→ Exercise instructions: Start at the line below containing "Add API editing/entering into GUI." and stop at the line containing "-1,0 +1,102 @@". Repeat every line of that stretch exactly, and nothing outside it.

→ Data:
= Beginning of Section =

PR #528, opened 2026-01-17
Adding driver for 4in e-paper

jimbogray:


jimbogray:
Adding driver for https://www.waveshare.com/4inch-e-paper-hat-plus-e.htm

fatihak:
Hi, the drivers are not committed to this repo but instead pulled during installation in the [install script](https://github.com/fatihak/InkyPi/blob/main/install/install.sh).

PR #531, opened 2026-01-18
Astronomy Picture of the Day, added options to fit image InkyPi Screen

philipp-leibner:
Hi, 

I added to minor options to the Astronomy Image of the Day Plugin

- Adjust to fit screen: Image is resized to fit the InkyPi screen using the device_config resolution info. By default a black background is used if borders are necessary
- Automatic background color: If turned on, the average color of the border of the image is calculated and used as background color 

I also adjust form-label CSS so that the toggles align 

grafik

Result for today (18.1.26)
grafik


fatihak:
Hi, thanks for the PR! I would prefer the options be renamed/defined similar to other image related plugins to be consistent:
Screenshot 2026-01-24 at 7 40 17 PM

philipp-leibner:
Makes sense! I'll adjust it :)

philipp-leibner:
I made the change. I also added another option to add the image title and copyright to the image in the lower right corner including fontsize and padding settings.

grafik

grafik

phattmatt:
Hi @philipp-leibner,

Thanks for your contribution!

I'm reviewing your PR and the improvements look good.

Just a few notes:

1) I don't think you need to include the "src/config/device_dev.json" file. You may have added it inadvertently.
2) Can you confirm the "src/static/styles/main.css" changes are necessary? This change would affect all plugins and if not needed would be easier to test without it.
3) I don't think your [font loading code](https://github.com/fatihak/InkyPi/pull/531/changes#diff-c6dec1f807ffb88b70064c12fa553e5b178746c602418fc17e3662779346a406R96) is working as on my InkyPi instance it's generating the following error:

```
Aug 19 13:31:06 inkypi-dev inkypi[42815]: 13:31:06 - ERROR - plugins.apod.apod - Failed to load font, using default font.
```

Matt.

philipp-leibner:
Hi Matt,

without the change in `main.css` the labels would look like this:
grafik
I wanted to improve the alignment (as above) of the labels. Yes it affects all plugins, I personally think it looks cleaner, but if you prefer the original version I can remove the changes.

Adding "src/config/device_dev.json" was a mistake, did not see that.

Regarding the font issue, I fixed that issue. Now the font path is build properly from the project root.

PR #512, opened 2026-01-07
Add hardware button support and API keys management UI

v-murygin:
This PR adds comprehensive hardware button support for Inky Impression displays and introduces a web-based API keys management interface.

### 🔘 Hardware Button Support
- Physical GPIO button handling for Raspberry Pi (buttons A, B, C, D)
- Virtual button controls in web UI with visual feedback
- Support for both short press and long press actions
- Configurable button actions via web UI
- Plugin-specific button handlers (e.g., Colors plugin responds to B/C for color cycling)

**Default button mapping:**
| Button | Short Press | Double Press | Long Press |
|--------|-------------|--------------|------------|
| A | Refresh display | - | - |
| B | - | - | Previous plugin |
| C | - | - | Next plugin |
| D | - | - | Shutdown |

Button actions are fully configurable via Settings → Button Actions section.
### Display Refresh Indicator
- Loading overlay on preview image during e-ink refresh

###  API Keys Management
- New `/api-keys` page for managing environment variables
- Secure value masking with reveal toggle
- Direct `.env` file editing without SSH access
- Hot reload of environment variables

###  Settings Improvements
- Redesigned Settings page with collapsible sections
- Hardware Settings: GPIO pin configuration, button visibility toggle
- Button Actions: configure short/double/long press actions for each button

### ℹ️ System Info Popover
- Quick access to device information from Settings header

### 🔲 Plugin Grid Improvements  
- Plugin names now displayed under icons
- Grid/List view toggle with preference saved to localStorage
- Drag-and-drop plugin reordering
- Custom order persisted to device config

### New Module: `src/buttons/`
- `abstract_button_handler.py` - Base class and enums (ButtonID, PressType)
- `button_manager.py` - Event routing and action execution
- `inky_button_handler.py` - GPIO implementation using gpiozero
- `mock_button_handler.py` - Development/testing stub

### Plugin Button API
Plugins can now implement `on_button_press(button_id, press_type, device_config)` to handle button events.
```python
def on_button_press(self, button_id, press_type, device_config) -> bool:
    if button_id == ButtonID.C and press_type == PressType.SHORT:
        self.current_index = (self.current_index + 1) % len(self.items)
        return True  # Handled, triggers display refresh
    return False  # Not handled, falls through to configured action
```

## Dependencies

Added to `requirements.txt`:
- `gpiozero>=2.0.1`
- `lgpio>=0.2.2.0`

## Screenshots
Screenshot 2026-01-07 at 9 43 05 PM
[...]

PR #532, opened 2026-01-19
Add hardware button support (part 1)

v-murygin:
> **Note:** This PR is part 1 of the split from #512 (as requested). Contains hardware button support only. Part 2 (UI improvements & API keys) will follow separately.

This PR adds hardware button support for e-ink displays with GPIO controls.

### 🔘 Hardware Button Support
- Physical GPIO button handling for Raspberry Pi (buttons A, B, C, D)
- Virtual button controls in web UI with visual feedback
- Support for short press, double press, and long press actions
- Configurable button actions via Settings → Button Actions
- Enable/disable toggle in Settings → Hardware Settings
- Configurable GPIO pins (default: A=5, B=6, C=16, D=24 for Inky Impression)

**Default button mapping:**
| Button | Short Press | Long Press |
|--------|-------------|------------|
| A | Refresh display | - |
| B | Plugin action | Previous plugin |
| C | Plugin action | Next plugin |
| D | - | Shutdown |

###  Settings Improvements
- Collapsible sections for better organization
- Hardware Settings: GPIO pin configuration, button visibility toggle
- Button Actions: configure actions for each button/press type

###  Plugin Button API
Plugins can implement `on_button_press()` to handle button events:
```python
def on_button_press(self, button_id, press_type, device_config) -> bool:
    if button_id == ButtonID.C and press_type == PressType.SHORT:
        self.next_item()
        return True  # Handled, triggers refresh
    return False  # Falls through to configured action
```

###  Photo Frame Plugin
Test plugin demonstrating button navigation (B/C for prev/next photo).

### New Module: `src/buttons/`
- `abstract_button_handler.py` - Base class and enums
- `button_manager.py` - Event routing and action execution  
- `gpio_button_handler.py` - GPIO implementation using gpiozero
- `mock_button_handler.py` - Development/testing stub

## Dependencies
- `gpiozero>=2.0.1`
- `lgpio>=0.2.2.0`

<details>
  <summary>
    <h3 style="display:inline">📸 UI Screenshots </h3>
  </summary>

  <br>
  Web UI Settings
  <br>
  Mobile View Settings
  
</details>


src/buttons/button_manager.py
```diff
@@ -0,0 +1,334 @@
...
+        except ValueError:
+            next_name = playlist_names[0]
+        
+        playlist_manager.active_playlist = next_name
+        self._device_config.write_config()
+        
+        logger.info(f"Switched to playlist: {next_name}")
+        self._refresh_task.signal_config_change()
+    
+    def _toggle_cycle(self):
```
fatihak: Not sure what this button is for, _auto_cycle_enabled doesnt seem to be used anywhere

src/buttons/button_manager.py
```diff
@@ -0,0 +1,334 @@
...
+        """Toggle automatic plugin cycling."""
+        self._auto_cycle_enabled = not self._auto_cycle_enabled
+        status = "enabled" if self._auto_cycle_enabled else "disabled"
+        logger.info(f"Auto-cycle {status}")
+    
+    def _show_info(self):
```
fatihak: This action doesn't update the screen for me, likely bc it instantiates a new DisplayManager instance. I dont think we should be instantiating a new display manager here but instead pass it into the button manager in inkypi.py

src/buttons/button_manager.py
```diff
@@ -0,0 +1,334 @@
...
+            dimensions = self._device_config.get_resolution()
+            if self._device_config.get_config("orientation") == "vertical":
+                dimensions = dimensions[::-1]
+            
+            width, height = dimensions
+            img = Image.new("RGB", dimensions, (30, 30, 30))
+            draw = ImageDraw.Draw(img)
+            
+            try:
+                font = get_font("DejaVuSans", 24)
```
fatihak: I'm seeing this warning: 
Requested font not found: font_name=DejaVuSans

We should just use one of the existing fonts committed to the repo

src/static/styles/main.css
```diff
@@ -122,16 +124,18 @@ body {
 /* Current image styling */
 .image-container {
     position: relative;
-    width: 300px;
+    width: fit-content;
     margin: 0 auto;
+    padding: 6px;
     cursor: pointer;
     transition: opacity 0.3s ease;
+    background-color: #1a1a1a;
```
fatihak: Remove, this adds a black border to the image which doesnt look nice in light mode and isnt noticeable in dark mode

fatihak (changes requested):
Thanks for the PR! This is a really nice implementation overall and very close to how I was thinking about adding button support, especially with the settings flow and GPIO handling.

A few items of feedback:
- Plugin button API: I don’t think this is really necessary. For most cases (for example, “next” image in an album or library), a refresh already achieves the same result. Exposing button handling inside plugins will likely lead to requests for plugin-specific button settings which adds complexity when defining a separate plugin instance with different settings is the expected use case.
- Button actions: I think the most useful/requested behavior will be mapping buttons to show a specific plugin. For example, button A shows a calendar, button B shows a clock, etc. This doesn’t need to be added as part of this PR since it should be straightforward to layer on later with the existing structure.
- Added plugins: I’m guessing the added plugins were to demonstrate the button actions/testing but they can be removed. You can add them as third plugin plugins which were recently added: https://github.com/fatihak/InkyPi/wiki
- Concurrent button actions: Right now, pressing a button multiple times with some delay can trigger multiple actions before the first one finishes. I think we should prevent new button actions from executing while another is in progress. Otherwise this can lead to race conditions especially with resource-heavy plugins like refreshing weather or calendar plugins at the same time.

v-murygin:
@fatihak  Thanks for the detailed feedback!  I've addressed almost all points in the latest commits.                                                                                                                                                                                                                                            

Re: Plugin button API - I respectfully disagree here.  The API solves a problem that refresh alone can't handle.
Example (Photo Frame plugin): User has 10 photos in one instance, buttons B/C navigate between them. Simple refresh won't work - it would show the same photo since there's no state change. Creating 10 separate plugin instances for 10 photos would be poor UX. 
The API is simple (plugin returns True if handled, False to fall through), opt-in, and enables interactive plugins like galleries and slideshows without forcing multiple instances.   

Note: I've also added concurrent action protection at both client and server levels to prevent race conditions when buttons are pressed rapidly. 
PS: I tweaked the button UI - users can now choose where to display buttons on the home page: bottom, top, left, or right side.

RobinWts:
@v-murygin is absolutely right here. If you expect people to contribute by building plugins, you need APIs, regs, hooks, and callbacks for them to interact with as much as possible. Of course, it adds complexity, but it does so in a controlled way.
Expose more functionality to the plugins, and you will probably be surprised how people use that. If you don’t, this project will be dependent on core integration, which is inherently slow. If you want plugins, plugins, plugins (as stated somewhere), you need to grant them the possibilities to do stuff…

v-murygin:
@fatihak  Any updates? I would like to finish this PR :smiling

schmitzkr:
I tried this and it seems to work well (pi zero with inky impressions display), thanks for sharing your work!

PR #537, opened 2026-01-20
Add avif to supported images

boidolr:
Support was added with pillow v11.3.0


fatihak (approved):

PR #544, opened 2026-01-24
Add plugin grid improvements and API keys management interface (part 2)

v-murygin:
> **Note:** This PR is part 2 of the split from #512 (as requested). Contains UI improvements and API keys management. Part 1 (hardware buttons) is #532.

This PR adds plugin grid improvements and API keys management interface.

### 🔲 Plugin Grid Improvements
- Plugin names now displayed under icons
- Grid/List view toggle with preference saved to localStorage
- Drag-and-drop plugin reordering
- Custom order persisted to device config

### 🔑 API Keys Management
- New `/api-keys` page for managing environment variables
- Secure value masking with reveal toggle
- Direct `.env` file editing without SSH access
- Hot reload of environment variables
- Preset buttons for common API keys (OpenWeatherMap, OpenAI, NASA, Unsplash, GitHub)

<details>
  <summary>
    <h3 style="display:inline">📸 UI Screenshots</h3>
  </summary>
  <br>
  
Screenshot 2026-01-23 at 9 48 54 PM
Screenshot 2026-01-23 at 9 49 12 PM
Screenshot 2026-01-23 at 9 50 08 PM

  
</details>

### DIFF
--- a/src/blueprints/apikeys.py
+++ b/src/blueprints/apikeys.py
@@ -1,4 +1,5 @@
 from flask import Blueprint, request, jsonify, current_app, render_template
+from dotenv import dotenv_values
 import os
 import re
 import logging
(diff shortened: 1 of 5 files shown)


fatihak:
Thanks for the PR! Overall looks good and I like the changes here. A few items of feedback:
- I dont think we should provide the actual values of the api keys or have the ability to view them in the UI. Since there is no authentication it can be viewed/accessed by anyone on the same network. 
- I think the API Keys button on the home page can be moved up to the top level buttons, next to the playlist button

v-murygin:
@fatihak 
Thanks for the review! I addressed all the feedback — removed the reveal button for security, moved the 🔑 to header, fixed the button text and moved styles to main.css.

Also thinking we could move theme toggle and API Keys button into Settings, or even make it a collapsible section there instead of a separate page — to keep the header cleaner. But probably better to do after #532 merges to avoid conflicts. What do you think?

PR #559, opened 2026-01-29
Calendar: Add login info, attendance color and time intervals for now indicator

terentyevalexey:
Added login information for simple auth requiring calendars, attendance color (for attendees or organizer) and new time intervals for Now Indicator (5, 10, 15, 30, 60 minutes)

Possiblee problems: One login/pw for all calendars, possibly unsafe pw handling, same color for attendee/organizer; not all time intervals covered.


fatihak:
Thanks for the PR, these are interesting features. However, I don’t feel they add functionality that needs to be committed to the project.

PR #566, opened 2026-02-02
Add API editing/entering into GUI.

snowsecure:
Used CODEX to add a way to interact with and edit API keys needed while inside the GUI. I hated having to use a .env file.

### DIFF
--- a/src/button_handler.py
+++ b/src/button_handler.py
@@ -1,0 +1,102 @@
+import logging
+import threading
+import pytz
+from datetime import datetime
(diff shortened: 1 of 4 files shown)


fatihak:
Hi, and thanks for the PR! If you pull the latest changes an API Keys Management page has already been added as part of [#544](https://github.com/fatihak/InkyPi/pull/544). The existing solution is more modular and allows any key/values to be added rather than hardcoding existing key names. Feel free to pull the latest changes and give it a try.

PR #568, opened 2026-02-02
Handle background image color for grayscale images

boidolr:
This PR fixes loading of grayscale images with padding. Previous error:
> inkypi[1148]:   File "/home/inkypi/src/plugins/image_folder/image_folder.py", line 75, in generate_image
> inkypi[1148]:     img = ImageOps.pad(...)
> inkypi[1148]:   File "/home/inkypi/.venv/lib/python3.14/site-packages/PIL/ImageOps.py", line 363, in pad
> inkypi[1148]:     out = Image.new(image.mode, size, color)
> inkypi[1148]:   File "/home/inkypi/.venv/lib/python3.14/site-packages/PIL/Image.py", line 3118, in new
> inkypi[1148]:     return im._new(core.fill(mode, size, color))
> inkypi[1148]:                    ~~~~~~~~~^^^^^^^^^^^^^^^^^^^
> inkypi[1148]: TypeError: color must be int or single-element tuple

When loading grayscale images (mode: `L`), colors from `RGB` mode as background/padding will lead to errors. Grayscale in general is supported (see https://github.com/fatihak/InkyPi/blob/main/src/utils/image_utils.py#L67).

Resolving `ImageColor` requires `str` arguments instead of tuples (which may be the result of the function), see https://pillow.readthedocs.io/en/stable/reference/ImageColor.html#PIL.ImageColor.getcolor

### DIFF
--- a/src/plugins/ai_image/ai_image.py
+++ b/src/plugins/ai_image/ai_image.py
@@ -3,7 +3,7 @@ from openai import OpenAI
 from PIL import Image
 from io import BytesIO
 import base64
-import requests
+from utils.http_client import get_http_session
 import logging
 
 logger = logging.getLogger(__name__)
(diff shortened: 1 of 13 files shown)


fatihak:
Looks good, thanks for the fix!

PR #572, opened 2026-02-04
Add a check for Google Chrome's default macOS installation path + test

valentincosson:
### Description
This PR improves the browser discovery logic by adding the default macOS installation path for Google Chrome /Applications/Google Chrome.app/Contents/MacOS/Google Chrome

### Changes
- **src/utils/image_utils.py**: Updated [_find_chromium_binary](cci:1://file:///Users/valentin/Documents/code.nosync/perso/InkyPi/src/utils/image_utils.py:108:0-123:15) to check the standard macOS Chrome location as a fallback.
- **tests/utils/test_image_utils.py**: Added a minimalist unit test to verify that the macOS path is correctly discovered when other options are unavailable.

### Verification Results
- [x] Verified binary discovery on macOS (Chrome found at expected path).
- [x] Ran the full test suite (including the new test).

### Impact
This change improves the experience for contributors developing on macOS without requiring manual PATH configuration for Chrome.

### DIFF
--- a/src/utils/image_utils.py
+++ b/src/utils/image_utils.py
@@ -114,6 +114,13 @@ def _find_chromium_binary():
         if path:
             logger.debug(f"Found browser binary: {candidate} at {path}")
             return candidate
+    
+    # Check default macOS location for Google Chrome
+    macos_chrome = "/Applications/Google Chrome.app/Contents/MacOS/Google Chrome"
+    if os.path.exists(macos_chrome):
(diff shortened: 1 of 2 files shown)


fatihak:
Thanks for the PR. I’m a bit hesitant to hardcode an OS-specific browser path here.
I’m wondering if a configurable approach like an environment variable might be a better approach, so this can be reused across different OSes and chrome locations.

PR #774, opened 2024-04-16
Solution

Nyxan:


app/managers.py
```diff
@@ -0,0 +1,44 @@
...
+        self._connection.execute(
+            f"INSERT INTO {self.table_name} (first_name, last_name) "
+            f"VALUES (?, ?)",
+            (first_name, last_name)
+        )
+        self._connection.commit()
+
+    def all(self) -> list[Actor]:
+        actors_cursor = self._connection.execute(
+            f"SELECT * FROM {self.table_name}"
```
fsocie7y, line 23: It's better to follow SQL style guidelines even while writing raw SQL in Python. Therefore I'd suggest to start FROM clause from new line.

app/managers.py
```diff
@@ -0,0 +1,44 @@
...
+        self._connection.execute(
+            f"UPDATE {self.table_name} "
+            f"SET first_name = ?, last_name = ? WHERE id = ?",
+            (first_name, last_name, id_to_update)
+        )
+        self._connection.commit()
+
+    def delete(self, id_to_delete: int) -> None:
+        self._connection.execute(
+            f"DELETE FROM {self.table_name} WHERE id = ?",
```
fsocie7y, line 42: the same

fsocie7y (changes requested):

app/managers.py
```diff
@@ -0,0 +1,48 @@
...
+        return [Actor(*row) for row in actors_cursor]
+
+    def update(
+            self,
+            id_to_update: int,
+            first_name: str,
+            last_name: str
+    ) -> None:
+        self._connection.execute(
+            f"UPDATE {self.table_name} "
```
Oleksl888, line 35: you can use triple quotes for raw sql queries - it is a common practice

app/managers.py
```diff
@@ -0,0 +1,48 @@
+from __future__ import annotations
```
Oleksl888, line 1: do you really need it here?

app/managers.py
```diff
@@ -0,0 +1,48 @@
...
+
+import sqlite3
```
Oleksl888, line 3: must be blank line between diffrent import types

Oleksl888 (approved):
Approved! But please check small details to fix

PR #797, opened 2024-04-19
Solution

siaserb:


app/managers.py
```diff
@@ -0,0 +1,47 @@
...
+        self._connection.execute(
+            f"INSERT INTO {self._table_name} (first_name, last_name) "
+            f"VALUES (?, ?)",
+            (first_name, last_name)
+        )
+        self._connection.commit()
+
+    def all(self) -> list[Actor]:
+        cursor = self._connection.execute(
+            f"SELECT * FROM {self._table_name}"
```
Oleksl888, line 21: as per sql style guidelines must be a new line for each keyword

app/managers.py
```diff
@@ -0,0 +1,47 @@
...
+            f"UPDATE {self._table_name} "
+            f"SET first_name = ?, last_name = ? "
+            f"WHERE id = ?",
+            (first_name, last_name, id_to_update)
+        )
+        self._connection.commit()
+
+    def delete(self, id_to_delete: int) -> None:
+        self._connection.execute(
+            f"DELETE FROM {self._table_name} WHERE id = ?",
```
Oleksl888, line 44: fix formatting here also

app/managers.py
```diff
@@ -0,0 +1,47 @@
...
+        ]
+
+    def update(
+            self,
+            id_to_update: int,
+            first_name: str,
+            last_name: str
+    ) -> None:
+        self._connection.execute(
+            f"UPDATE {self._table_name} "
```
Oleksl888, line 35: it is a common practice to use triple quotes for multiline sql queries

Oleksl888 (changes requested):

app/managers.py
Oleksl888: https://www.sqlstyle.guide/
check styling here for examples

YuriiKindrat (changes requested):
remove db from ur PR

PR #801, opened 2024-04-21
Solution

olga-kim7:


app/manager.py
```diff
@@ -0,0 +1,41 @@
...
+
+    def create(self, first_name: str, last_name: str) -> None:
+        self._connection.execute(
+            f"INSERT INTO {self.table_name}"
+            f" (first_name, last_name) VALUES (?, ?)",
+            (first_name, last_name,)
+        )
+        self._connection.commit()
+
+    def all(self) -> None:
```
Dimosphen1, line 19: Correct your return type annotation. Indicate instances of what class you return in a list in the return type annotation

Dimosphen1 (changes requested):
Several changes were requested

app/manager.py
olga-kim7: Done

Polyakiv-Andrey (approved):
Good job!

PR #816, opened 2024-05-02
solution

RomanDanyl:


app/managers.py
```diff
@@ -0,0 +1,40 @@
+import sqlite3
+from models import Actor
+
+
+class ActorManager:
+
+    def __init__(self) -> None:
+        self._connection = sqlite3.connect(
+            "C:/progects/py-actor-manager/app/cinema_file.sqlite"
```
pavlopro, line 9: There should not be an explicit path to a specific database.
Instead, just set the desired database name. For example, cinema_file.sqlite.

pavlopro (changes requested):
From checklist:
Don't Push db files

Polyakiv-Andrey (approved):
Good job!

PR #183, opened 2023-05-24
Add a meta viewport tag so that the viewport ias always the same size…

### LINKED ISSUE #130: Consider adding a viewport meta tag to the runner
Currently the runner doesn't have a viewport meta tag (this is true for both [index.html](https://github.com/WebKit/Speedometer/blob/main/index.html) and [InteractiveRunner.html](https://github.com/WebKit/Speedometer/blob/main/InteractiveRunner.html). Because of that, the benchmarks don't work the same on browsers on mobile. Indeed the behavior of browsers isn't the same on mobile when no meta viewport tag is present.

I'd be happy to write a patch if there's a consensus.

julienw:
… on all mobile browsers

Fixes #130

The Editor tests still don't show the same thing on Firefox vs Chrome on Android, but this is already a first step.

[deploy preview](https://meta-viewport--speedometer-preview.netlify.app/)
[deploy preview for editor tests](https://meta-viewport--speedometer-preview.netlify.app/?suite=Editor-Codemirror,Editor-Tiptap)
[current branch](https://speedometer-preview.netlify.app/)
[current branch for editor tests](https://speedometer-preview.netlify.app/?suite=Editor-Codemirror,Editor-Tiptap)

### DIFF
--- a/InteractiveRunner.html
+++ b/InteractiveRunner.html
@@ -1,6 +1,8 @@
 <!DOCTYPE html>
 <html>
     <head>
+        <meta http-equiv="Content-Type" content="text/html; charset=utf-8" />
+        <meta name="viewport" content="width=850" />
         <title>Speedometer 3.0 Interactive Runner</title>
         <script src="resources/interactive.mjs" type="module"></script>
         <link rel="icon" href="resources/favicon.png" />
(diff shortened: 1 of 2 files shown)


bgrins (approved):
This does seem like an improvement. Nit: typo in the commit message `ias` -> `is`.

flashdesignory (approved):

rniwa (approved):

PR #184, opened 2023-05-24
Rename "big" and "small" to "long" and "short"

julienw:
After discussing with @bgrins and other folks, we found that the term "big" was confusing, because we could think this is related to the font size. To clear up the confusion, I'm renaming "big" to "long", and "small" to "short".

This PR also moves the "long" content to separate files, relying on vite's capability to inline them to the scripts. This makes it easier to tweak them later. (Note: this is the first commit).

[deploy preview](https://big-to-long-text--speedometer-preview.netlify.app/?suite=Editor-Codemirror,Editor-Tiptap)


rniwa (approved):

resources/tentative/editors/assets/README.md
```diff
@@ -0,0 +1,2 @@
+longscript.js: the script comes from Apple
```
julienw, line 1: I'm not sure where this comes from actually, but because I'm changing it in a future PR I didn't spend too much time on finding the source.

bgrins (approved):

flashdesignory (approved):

= End of Section =

→ Answer area:
Add API editing/entering into GUI.

snowsecure:
Used CODEX to add a way to interact with and edit API keys needed while inside the GUI. I hated having to use a .env file.

### DIFF
--- a/src/button_handler.py
+++ b/src/button_handler.py
@@ -1,0 +1,102 @@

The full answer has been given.